# Scuola



## Persa/Ritrovata (16 Luglio 2009)

*Undicietrenta di Roberto Cotroneo*

*Le ronde didattiche della Gelmini*

Ho terminato di leggere, da un minuto, l'intervista che il ministro Gelmini ha rilasciato al quotidiano "La Stampa". Un'intervista a commento del fatto che quest'anno il numero di bocciati nelle scuole dell'obbligo e nelle scuole superiori è altissimo. Come è altissimo il numero dei bocciati per un 5 in condotta. Il ministro Gelmini è stupefacente, e probabilmente ha una scarsissima idea di cosa sia davvero la didattica, e di cosa debbono fare gli insengnanti. Il ministro Gelmini dice frasi a casaccio, tipo: è arrivato il momento di premiare il merito. Oppure: basta con la cultura del 68, con il 6 politico, il 18 politico, etc.
Ora, senza voler essere né eccessivamente ironico e neppure aggressivo, vorrei intanto togliere di mezzo un primo punto. Il 68, il 6 politico, il 18 politico... Sono passati 41 anni dal 68, i ragazzi che sono oggi a scuola sono figli di gente che ha anche meno di 40 anni, e che può pensare al 68 come a una cosa per nonni. Perché è così. Un ragazzo che prendeva il 6 politico nel 68 oggi ha più di 60 anni. Ed è ora di finirla di ritornare a storie seppellite dai decenni.
Riguardo invece al problema del merito, la faccenda si fa molto seria. Lo sanno tutti, tutti i professori onesti e in pace con la propria coscienza: ogni bocciatura, qualunque bocciatura, è una sconfitta del docente. Soprattutto quando parliamo di ragazzini di 12 o di 13 anni. Il merito torni all'univeristà, dove invece viene spesso e allegramente dimenticato. I professori di scuola media inferiore e superiore dovrebbero sapere che di fronte a uno studente che non riesce, c'è nella quasi totalità dei casi, una incapacità didattica e una incapacità maieutica, una scarsa sensibilità a capire dinamiche e problemi, uno schematismo e un egoismo che un docente non può permettersi di avere. Bocciare una mare di ragazzini di 13 anni non vuol dire ristabilire l'ordine, con le ronde didattiche dei professori, significa fallire come sistema scolastico di un paese.
E i risultati degli scrutini di questi giorni, figli della riforma Gelmini, sono un fallimento del sistema scolastico del nostro paese. Ma non sono un fallimento dei ragazzi. Semmai dei docenti ottusi che trovano più semplice mettere i 5 in condotta, dei programmi vecchi della scuola, dell'incapacità a insegnare davvero, dello scarso aggiornamento di buona parte del corpo docente, della noia che prende questi ragazzi ad ascoltare lezioni improbabili. Altro che merito. Ma di quale merito parla la Gelmini. Ma non sia ridicola.
http://www.unita.it/rubriche/cotroneo


----------



## Miciolidia (17 Luglio 2009)

*cara Persa*

che  aggiungere....ahinoi
troppe ne avrei da aggiungere, ma lo stato pressorio me lo impedisce. 

devo stare buona -

l'italia l'ha voluta e ce la becchiamo tutti.


----------



## Miciolidia (17 Luglio 2009)

mi chiedo come un insegnante sensato abbia voglia di continuare a svolgere il suo lavoro con responsabilità e coscienza.
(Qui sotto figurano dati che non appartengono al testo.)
PR #165, opened 2020-07-22
Add Dockerfile.rhel8

yselkowitz:
A separate file is required, as the changes necessary for building with
RHEL 8 content are not compatible with RHEL 7.

### DIFF
--- a/Dockerfile.rhel8
+++ b/Dockerfile.rhel8
@@ -1,0 +1,30 @@
+FROM registry.svc.ci.openshift.org/ocp/builder:golang-1.13 AS builder
+WORKDIR /go/src/github.com/openshift/builder
+COPY . .
+RUN hack/build.sh
+
+FROM registry.svc.ci.openshift.org/ocp/4.0:base-8
+RUN INSTALL_PKGS=" \
+      bind-utils bsdtar findutils fuse-overlayfs git hostname lsof \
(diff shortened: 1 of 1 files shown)


rhatdan:
LGTM
/test e2e-aws

Dockerfile.rhel8
```diff
@@ -0,0 +1,30 @@
+FROM registry.svc.ci.openshift.org/ocp/builder:golang-1.13 AS builder
+WORKDIR /go/src/github.com/openshift/builder
+COPY . .
+RUN hack/build.sh
+
+FROM registry.svc.ci.openshift.org/ocp/4.0:base
```
adambkaplan, line 6: Is this currently a ubi-8 based image, or @yselkowitz are you using a `BuildConfig` or OpenShift CI to substitute this with the UBI8 image?

If we want to run this Dockerfile "as is", perhaps this should be replaced with:
```suggestion
FROM registry.access.redhat.com/ubi8/ubi:latest
```

yselkowitz: Sorry, my focus has been on CI and ART substitution, where the FROMs are replaced anyway.  iiuc 4.0:base is a placeholder anyway, but it should probably be base-8 instead.  WIll fix accordingly.

PR #181, opened 2020-10-21
fixing version string generation to not be bound to env vars

coreydaley-redhat:


adambkaplan:
/hold

I don't quite know how this impacts version numbing in OSBS. Are there alternatives in openshift/build-machinery-go that we can use?

coreydaley-redhat:
/close

Just need to run "git fetch upstream" and the issue goes away.

PR #189, opened 2020-11-18
Bug 1896446: Fix private git clones behind a proxy 

adambkaplan:
Switch between the "default" and global git configuration depending if a
.gitconfig file has been generated:

- Use the "default" .gitconfig specified by the GIT_CONFIG environment variable
  if a git configuration file was generated when source secrets were used to
  initialize the git envrionment.
- Use the global .gitconfig if no source secret was set up.
- Updated godoc to indicate when a .gitconfig file was generated and return values
  for setupGitEnvironment.
- Add missing methods to the SCMAuthContext interface. Update functions
to return SCMAuthContext interfaces.
- Add test package for unit test framework code


gabemontero:
oooh if this works with existing e2e's and the source secret / proxy combo I think I like this better than mine @adambkaplan

adambkaplan:
@gabemontero throwing this up to see what happens. This switches us from using the `--global` .gitconfig to the "local" one that sits in the `secretTmpDir`. I _think_ is always set (it configured via the `SOURCE_SECRET_PATH` env var), but am not sure.

gabemontero:
> @gabemontero throwing this up to see what happens. This switches us from using the `--global` .gitconfig to the "local" one that sits in the `secretTmpDir`. I _think_ is always set (it configured via the `SOURCE_SECRET_PATH` env var), but am not sure.

wait ... I think then this will fix the proxy + source secret case, but not the 
proxy without source secret case

yeah I would expect a form in `setupProxyConfig` that uses `--global` when no source secret exists, but does your new add local when it does exist.

adambkaplan:
> wait ... I think then this will fix the proxy + source secret case, but not the
> proxy without source secret case
> 
> yeah I would expect a form in `setupProxyConfig` that uses `--global` when no source secret exists, but does your new add local when it does exist.

You are right - all the existing proxy tests fall over.

gabemontero:
relevant e2e's clean @adambkaplan 

e2e-aws failures are unrelated flakes

adambkaplan (commented):
/assign @coreydaley 

This was the PR @gabemontero mentioned in scrum to address the git clone secret + proxy issue.

pkg/build/builder/cmd/builder.go
```diff
@@ -226,30 +226,41 @@ func (c *builderConfig) setupGitEnvironment() (string, []string, error) {
...
 	if gitSource.HTTPProxy != nil && len(*gitSource.HTTPProxy) > 0 {
-		err := gitClient.AddGlobalConfig("http.proxy", *gitSource.HTTPProxy)
+		err := c.addGitConfig(gitClient, gitConfigDir, "http.proxy", *gitSource.HTTPProxy, useLocal)
 		if err != nil {
 			return err
 		}
 	}
 	if gitSource.HTTPSProxy != nil && len(*gitSource.HTTPSProxy) > 0 {
-		err := gitClient.AddGlobalConfig("https.proxy", *gitSource.HTTPSProxy)
+		err := c.addGitConfig(gitClient, gitConfigDir, "https.proxy", *gitSource.HTTPSProxy, useLocal)
```
coreydaley, line 249: if err := c.addGitConfig(gitClient, gitConfigDir, "https.proxy", *gitSource.HTTPSProxy, useLocal); err != nil {
			return err
		}

pkg/build/builder/cmd/builder.go
```diff
@@ -226,30 +226,41 @@ func (c *builderConfig) setupGitEnvironment() (string, []string, error) {
...
 		if err != nil {
 			return err
 		}
 	}
 	return nil
 }
 
+func (c *builderConfig) addGitConfig(gitClient git.Repository, gitConfigDir string, parameter string, value string, local bool) error {
```
coreydaley, line 257: s/local/useLocal/
I feel like local is to ambiguous, if it's a bool it should be something like "isLocal" or "useLocal" depending on it's usage and meaning.

pkg/build/builder/cmd/builder.go
```diff
@@ -265,7 +276,7 @@ func (c *builderConfig) clone() error {
 	defer os.RemoveAll(secretTmpDir)
 
 	gitClient := git.NewRepositoryWithEnv(gitEnv)
-	err = c.setupProxyConfig(gitClient)
+	err = c.setupProxyConfig(gitClient, secretTmpDir)
```
coreydaley, line 279: if err = c.setupProxyConfig(gitClient, secretTmpDir); err != nil {
		return err
	}

pkg/build/builder/cmd/builder_test.go
```diff
@@ -0,0 +1,266 @@
...
+					},
+				},
+			},
+			expectedGlobalConfigs: map[string]string{
+				"http.proxy":  fakeHTTPProxy,
+				"https.proxy": fakeHTTPSProxy,
+			},
+		},
+		{
+			name: "git clone proxy",
```
coreydaley, line 77: s/git clone proxy/git clone auth no proxy/

pkg/build/builder/cmd/builder_test.go
```diff
@@ -0,0 +1,266 @@
...
+				if actual != expected {
+					t.Errorf("expected global git config %s to be %s, got %s", config, expected, actual)
+				}
+			}
+		})
+	}
+
+}
+
+func newFakeGitRepository() *fakeGitRepository {
```
coreydaley, line 173: nit: This and below should possibly be factored out into a test framework like we had for the ciro https://github.com/openshift/cluster-image-registry-operator/tree/master/test/framework

coreydaley (changes requested):

adambkaplan:
/bugzilla cc-qa

We've had a tough time spinning up a ci-bot cluster with proxy. If we get this verified in 4.7 we'd like to backport 4.6.z ASAP (currently blocking promotion to stable)

pkg/build/builder/cmd/builder_test.go
```diff
@@ -0,0 +1,266 @@
...
+								},
+							},
+							SourceSecret: &corev1.LocalObjectReference{
+								Name: "git-auth",
+							},
+						},
+					},
+				},
+			},
+			expectedLocalConfigs: map[string]string{
```
gabemontero, line 123: so I see us validating the proxy stuff is there, but maybe based on the 2 source secret types we support for the proxy scenario (userid pwd and included .gitconfig) we should verify that their content was not removed ... i.e. we are in fact updating the same file @adambkaplan 

so if we 
a) leverage the k8s fake secret client stuff for tests
b) create a secret that looked like 
    i) the basic auth style of secret fashioned from https://docs.openshift.com/container-platform/4.6/builds/creating-build-inputs.html#builds-source-secret-basic-auth_creating-build-inputs
   ii) the include your own .gitconfig file secret per https://docs.openshift.com/container-platform/4.6/builds/creating-build-inputs.html#builds-gitconfig-file-secured-git_creating-build-inputs

we would fully could fully validate that the new git use local config stuff updates / includes that stuff accordingly

In particular, consider the password case where it creates `gitcredentials.*` file to include in the "git config" file it names `gitcredentialscfg.`

let's make sure after your local call the same file has everything.

the user provided .gitconfig file case is probably more straight forward

WDYT ?

pkg/build/builder/cmd/builder_test.go
adambkaplan: updated - moved to a "fake" package since it's used for unit testing.

pkg/build/builder/cmd/builder.go
```diff
@@ -188,29 +188,31 @@ func newBuilderConfigFromEnvironment(out io.Writer, needsDocker bool) (*builderC
...
 		sourceURL, err := s2igit.Parse(gitSource.URI)
 		if err != nil {
-			return "", nil, fmt.Errorf("cannot parse build URL: %s", gitSource.URI)
+			return "", nil, "", fmt.Errorf("cannot parse build URL: %s", gitSource.URI)
 		}
 		scmAuths := scmauth.GitAuths(sourceURL)
 
-		secretsEnv, overrideURL, err := scmAuths.Setup(c.sourceSecretDir)
+		secretsEnv, overrideURL, gitConfigFile, err := scmAuths.Setup(c.sourceSecretDir)
+		outGitConfigFile = gitConfigFile
```
coreydaley, line 213: I don't see why you are doing this, I can not seem to find anywhere else that you are using gitConfigFile anywhere in this function.

coreydaley:
I feel like the "fake" package should be in the test directory, as it should not be held to the same standard as production code.

pkg/build/builder/cmd/builder.go
adambkaplan: This is passed through to `setupProxyConfig` in line 272. I'll add a godoc to make the returns clearer.

coreydaley: Isn't that in a different function? Why are you copying the variable?

adambkaplan:
/bugzilla cc-qa

I was able to do some testing on @xiuwang's proxy cluster, which only allows access to the Internet via the proxy. I created a build using a private git repo of mine and the following combination of creds and NO_PROXY settings:

1. Basic HTTP auth with token. Success.
2. Basic HTTP auth with token, github.com added to NO_PROXY. Times out cloning source (cannot access github.com)
3. Basic HTTP auth without token. Fails cloning source (auth error)
4. Basic HTTP auth without token, github.com added to NO_PROXY. Times out failing to clone source (cannot access github.com)
5. SSH clone with private key. Times out cloning source (cannot access github.com)
6. SSH clone without private key. Times out cloning source (cannot access github.com)

Bottom line is I have a higher degree of confidence this will pass verification. NO_PROXY is being respected for HTTP/S cloning. SSH is failing because we don't support ssh-based clone behind a proxy.

pkg/build/builder/cmd/builder_test.go
adambkaplan: IMO we don't have to go so far as to wire in a fake openshift client. We can probably cover the items you are talking about with a unit test for `setupGitEnvironment`. I'll include one to make sure that it is returning a path to a `.gitconfig` which has appropriate include clauses.

adambkaplan: I tried writing a good unit test for this function. Unfortunately there are side-effects which write files to temp dirs that are difficult to track. In general I don't like adding tests which can't clean themselves up.

Added https://issues.redhat.com/browse/BUILD-194 to address.

cc @coreydaley @otaviof

xiuwang:
Launched a 4.7 proxy cluster, using image built from 'build openshift/builder#189'.
Test scenarios:
1. With .gitconfig of source secret  , build could pull code from private repo. Builds go to completed.
2. With basic auth of source secret, build could pull code from private repo. Builds go to completed.
3. Basic HTTP auth with token, github.com added to NO_PROXY. Times out cloning source (cannot access github.com)

xiuwang:
/lgtm
Test passed on the 4.7 proxy cluster using image built from 'build #189'.
With .gitconfig of source secret , build could pull code from private repo. Builds go to completed.
With basic auth of source secret, build could pull code from private repo. Builds go to completed.

PR #192, opened 2020-11-25
[release-4.6] Bug 1901512: Fix private git clones behind a proxy

adambkaplan:
Manual cherry-pick of #189, due to library-go bump.


xiuwang:
Test on proxy cluster built from openshift/builder#192.

Test source secret with .gitconfig file , build could pull code from private repo. Builds go to completed.
Test source secret with basic auth, build could pull code from private repo. Builds go to completed.
Basic HTTP auth, github.com added to NO_PROXY. Times out cloning source (cannot access github.com)

PR #200, opened 2021-01-08
Bug 1918879: better surface dockerconfigjson errors causing image pull errors

gabemontero:
As part of the triage captured at https://coreos.slack.com/archives/C01JLQ7MB2M for a recent CI incident where a corrupted pull secret caused image pull failures with builds, it became apparent that V(4) trace was minimally needed to more precisely capture the error.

io mi farei trasferire alla scuola materna.


----------



## Persa/Ritrovata (17 Luglio 2009)

Miciolidia ha detto:


> mi chiedo come un insegnante sensato abbia voglia di continuare a svolgere il suo lavoro con responsabilità e coscienza.
> 
> io mi farei trasferire alla scuola materna.


 Basta lavorare come si è sempre lavorato fregandosene di circolari imbecilli...


----------



## Miciolidia (17 Luglio 2009)

Persa/Ritrovata ha detto:


> Basta lavorare come si è sempre lavorato fregandosene di circolari imbecilli...


Ma se tagliano ore, e accorpano insegnamenti come si fa a svolgere bene il lavoro?


----------



## Miciolidia (17 Luglio 2009)

aspetta Persa, io mi riferisco alla scuola media inferiore..non so che accada da te.


----------



## Persa/Ritrovata (17 Luglio 2009)

Miciolidia ha detto:


> aspetta Persa, io mi riferisco alla scuola media inferiore..non so che accada da te.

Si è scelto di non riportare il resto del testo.